An additional point to note on the Book of Dao is the manner in which it came to be read differently once an empire had been reestablished.  The original political advice is disregarded and instead the emphasis is entirely on its metaphysical and mystical aspects.  In this way it resembles Plato's Republic, which was definitely expressing an idealistic program for political reform and yet in the days of the Roman Empire was interpreted stricly as an allegory for the development of the soul.

The somewhat anti-intellectual outlook of the Daoists came to influence one major movement in Buddhism.  This was the tradition that stressed the notion of meditation (dhyana, pronounced as chan in China and later as zen in Japan) as a systematic effort to empty the mind to recover an underlying state of awareness.  A key Daoist notion, the importance of wu-wei (non-action, or no action against nature), also came to permeate a martial arts tradition first associated with the Shaolin Temple, built in the fifth century for the monk Bodhidharma.

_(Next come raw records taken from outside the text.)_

PR #918, opened 2016-12-25
Improve paillou filter

LaurentBerger:
### This pullrequest changes

Improve paillou filter
add license
InputArray OutputArray use as parameter
template for IIR filter
use Ptr<Mat> for example


alalek:
:+1:

PR #922, opened 2016-12-27
BugFix SLIC, SLICO & LSC.

cbalint13:
### BugFix SLIC, SLICO & LSC

  * This PR fix an initialization bug for the parallel_reduce() structure. The structure won't get re-updated inside loops with the newly computed arrays and the quality of results may be degraded.


alalek:
:+1:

In thinking about religion in China and Japan, we need to avoid the familiar Western image of belonging to just a single church or temple. In Japan, for instance, an individual might go to a Shinto temple for a traditional wedding (although it is becoming increasingly fashionable to be married in a Christian ceremony), seek out Buddhist priests for a funeral and at home maintain a Confucian altar.  This "cafeteria religiousness" points out that in Asia, including India, religion is less a matter of what is believed than what is done.  Specific beliefs or dogmas might be argued by the religious specialists--monks, for instance--but for the most part they are not how we would define membership in any one tradition.  It is for this reason that many Asians might also go to Christian services without thinking they need to stop involvement in any non-Christian patterns.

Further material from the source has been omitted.